Listed entries:

PR #15, opened 2019-05-19
Fix #9 Add CI pipeline in Azure 

### LINKED ISSUE #9: Add Continuous Integration (CI)
Currently, there is no continuous integration for pull requests and everything is performed manually. Sadly, I have no experience here and would appreciate some help and/guidance.

- [ ] Use Azure Pipelines
- [ ] flake8
- [ ] mention code style requirement in CONTRIBUTING.md
- [ ] run unit tests (Dask is an additional dependency)
- [ ] run coverage tests (Dask is an additional dependency)
- [ ] Add CI badge(s) to README.rst (builds passing, test coverage, etc)

cuichenli:
Add Azure pipeline yaml file.
Some other changes:
- Change `test.sh` to `test.ps1` file, for better cross-platform performance. Since PowerShell core is baked in all azure agents. Otherwise, there may need duplicated files for the same logic while for different platform. 
- Change `requirements.txt` filename to `pipeline-requirements.txt`. Since the requirements for the package's installation has been well documented in the `setup.py` file. 

NOTE: [Azure pipeline](https://dev.azure.com/stumpy-dev/stumpy/_build?definitionId=1). May still need to connect this pipeline to the origin repo. It currently connects to my forked repo.


seanlaw:
Thank you. I will review this

seanlaw:
Again, thank you for all of your help. I am learning a lot!

I understand that we are using Azure/Microsoft so there is an obvious case for leveraging PowerShell. Unfortunately, we are primarily MacOSX/RHEL and so using `test.ps1` instead of a more generic `test.sh` will be, in my opinion, less maintainable in the long term. I want to make sure that our scripts are easily portable to any CI platform in the future and I want to avoid overcommitting to a given CI tool or painting ourselves into a corner. Again, just thinking out loud and reacting on (possibly irrational) instinct here as I don’t have much experience in this space and thinking through who will be maintaining this in the long run. Any scripts should able run in a local environment as well as on Azure and we should try to avoid Azure specific scripts (except for a yaml file) where possible. 

Can you elaborate on what you mean by “better cross-platform performance”? The code base is relatively small and compact and so I’d value ease of maintainability over marginal performance gains at this point and look updating it when the need arises. I don’t expect a ton of PRs to come through but I could be wrong.

Similarly, I don’t mind adding a yaml file for Azure pipelines but renaming of the requirements.txt file feels like the wrong approach since that is something that a lot of Python users would expect to be present. Based on [dask-ml](https://dask-ml.readthedocs.io/en/latest/contributing.html) and other Python projects, it looks like we could alleviate some of this tension between having a user installation (which should only have three dependencies) and a dev installation (with more dependencies like flake8 and black). If I understand correctly, this can be added to the setup.py.

Perhaps you have experience with this already but I’d like to look at a few popular Python packages that currently use Azure Pipelines to see how they’ve approached this for their projects. We probably aren’t the first ones to encounter this and our case might be simpler since it our code isn’t complex.

Additionally, maybe you’ve done this already, but if there a way to ensure that I am ultimately the owner of the stumpy_dev org on Azure even though you created it? I will need to relinquish this over to my employer.

cuichenli:
Since it is bedtime here, I will just make a quick response 😅 .

For the PowerShell scripts, my concern was just that if we are targeting running the pipeline in multiple platforms, we may need to maintain two copies of the `test` scripts. One is bash file, which can be used in MacOs and Linux and the other one will be a `ps1` file, which will be used in Windows system. This situation would cause some duplicated of works. Assume you want to make some changes in the test scripts, you will need to make changes in both files. Considered that all Azures's agents come with Powershell Core, I changed it to `ps1` file (In the meantime, `ps1` file can also run on MacOSX/RHEL system. But you may need to install Powershell Core in local machine.) Have said that, I personally don't think this is a perfect solution as well. You will need to install some other packages in your local machines. So there was another solution, which is to run the pytest from a python file. But here comes another issue, I not sure how to disable the JIT of numby from python scripts. That is why in the end I chose to change it to `ps1` file. (But actually, I would prefer to run it through a python file, if we can figure out how to disable the JIT issue.) 

For the `requirements` file, you are absolutely correct, we should maybe move it to `setup.py` file, I can handle this later.

For the Azure organization, I have already changed you to the owner of the organization. One email should have been sent to your Gmail and now I can see you are the owner of the org. You can check it by go to `organization settings` -> `overview` -> `Organization owner`. More detail about how to check it can be found [here](https://docs.microsoft.com/en-us/azure/devops/organizations/accounts/change-organization-ownership?view=azure-devops) 

(Hope I did not make too much grammar issues here.... 😅 )

seanlaw:
Awesome! It is good to know that we are on the same page.

For the tests, it looks like we actually call the non-JIT compiled version of a function by accessing its `.py_func` attribute according to this [SO answer](https://stackoverflow.com/a/53948648). So, we can avoid turning Numba on and off and, instead, we can add some extra tests that call the underlying non-JIT compiled versions of the  code. I am in a bunch of meetings over the next two days but I can work on adding those tests. Once done then we can figure out how to run the unit tests and coverage testing through a Python script instead. How does that sound?

Great. Let’s revert back to keeping a `requirements.txt` and then figure out how to have a different dev installation in the `setup.py`.

Okay, I see that I am the owner now. Thank you for doing that.

Your grammar is great!

cuichenli:
Was busy yesterday, I will also have a look at how to run the test.

cuichenli:
Just did some search and found that bash is also installed in Azure's windows agents. So I just reverted the `test.sh` back. The pipeline seems to be happy with that change. 

For the `requirements`, I moved the requirements into `setup.py`. I added `extra_vars` in the configuration. Hence, if we are going to install all these dependencies, we can use `pip install -e .[ci]`. Accordingly, I removed the first line of `setup.sh`, since there is no `requirement.txt` file now.

seanlaw:
This is great. I am traveling back home this evening but I can try to find some time to dive into this in more detail.

Currently, we reference the `requirements.txt` in the README and contrast it with `conda install numpy scipy numba`. Not sure if we should still keep the `requirements.txt` file since some might expect it. I have seen both having it and and not having it in many repos so I am cool with either in this case.

seanlaw:
Okay, I've reviewed the changes and I think it is ready to be accepted. Any last thoughts?

cuichenli:
No, should be good to go

seanlaw:
@cuichenli What do we need to do to connect the pipeline to the origin repo?

cuichenli:
@seanlaw I am investigating it.

cuichenli:
@seanlaw  Seems like I dont have access to this repo, so you may need to do it by yourself.

[build](https://dev.azure.com/stumpy-dev/stumpy/_build?definitionId=1) In this page, click the `New` button -> `New pipeline` -> `Github` -> select this repo -> `Existing pipeline YAML file` -> select the path to `azure-pipeline.yml`.

seanlaw:
@cuichenli I was able to follow your instructions and also successfully ran the pipeline on this PR.

Does this imply that everything is automated for when the next PR comes in? Or is there something extra that I'll need to do?

seanlaw:
Looks like the build badge needs to get updated. I tried updating the README but it doesn't seem like it's enough

seanlaw:
Nvm, I was able to change the badge it but I can't figure out how to get the linting/formatting/testing to automatically run when there is a new PR and then post an update to the PR.

cuichenli:
You don't need to do anything from my understanding. It will run the pipeline automatically when there is a new PR. And the PR's status can be viewed in the PR itself. [link](https://github.com/cuichenli/stumpy/pull/1) here is an example from my repo.

seanlaw:
ohh perfect. I see it now!

seanlaw:
@cuichenli I was starting to think whether or not `black` is actually doing anything in the pipeline. Unlike `flake8` which will error out, it seems that `black` will modify incorrectly formatted files in place before running the test suite. However, I just realized that this isn't actually useful from a maintenance perspective as the code that is merged may not actually adhere to `black` formatting. I actually want `black` to error out and notify the user if `black` has not been run on the code ahead of time and to force the user to run it on their end. 

Right now, `black` is run ahead of `flake8` within the pipeline and, to some extent, this is hiding the fact that the PR may contain incorrectly formatted code. So, while `flake8` is passing (thanks to `black`), we are still required to run `black` after the PR is merged. Am I missing something in my logic?

cuichenli:
Yes, you are right, the black will correct all the format issues in the project. I also thought about this issue but forgot to mention that.

seanlaw:
Alright, I did a little research and realized that `black` has a `--check` option that does the following:

    --check                         Don't write the files back, just return the
                                    status.  Return code 0 means nothing would
                                    change.  Return code 1 means some files
                                    would be reformatted.  Return code 123 means
                                    there was an internal error.

So, I've updated the pipeline to `black --check ./` instead. I think this should work.

Do you know if there's a way to have azure pipelines automatically post a comment in the PR if either `black` has a return code of 0?  I'd like it to remind the user in a PR comment to run `black` on their code if reformatting is necessary.

cuichenli:
It is possible but it would be a lot of works (you may need to set up a GitHub application). As a tradeoff, maybe you want to have a look at [GitHub Check API](https://github.blog/2018-05-07-introducing-checks-api/)? It won't comment directly but open a check panel in the PR.

Issue #7, opened 2019-05-18
Add additional documentation to readthedocs.io


seanlaw:
Currently, this repo is associated with [https://stumpy.readthedocs.io/en/latest/](https://stumpy.readthedocs.io/en/latest/) and all of the docstrings are in restructured text format. It would be a nice good first issue for anybody who'd like to contribute better documentation for the API. 

- [x] Convert docstrings to documentation
- [x] Remove install-from-source from the README and add to readthedocs
- [x] Embed the tutorial notebooks into the Sphinx documentation on ReadTheDocs. (Example: [freud](https://freud.readthedocs.io/en/stable/examples/module_intros/Density-RDF-AccumulateFluid.html))

- [x] Add badge to README.rst

PR #22, opened 2019-05-26
Add first draft of documentation.

bdice:
This PR tackles #7, with a rough draft of sphinx documentation for ReadTheDocs. Hope this is a helpful starting point!

- [x] Convert docstrings to documentation
- [x] Remove install-from-source from the README and add to readthedocs
- [x] Embed the tutorial notebooks into the Sphinx documentation on ReadTheDocs. (Example: [freud](https://freud.readthedocs.io/en/stable/examples/module_intros/Density-RDF-AccumulateFluid.html))
- [x] Add badge to README.rst

### Testing on ReadTheDocs
I'm not sure if RTD will require special configuration for the tools needed to build the docs, like `nbsphinx` and its dependencies. Maintainers would need to [add a version](https://readthedocs.org/projects/stumpy/versions/) for this branch to test it before merging, but I'm not sure if/how that works with external contributors' pull requests. If special configuration is needed, it might be easiest to add a custom conda environment (see [this list of ReadTheDocs settings](https://docs.readthedocs.io/en/stable/config-file/v2.html), also [freud has an example](https://github.com/glotzerlab/freud/blob/master/.readthedocs.yml) that works with nbsphinx).
- [ ] Test this PR with ReadTheDocs

### Tutorials
Every heading in each notebook is creating a separate table of contents entry, which makes it hard to tell where one notebook ends and the next begins.
- [ ] Rewrite the Jupyter notebook tutorials to have only one top-level heading with the notebook title. All other headings should be second-level or lower.

### Docstring summaries
Some core functions' docstrings first lines are long, which makes the summary at the top of the API page difficult to read.
- [ ] Rewrite first line of the core functions' docstrings to concisely describe the function

### Add requirements.txt back
- [ ] Add this file back since it was removed during CI integration


bdice:
Screenshot: 
image

seanlaw:
Thanks, @bdice! It might take me a few days but I will take a look

seanlaw:
It took a couple of tries but I got the docs to build and updated a bunch of things as per your suggestion. Thanks for your help @bdice!

seanlaw:
@bdice Any idea why the images are not rendering in the [notebooks](https://stumpy.readthedocs.io/en/latest/notebooks/Tutorial_1.html)?

bdice:
@seanlaw I am guessing it’s because the notebooks are in a higher directory - you might try creating a symlink to the tutorials directory that is inside the docs directory.

seanlaw:
> I am guessing it’s because the notebooks are in a higher directory - you might try creating a symlink to the tutorials directory that is inside the docs directory.

@bdice If I'm not mistaken, I think you had already done that. Currently, inside the`docs` directory, there is a symlink to the `notebooks` directory that contains the tutorials. Is this what you mean?

seanlaw:
Okay, I was able to build it locally and it looks like it doesn't like having the symlinks. I've cleaned things up now after building the docs locally (instead of on RTD). Hopefully, this fixes things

Exercise details: Count every line of the entries that includes "origin", and say the number alone.

Response area: 2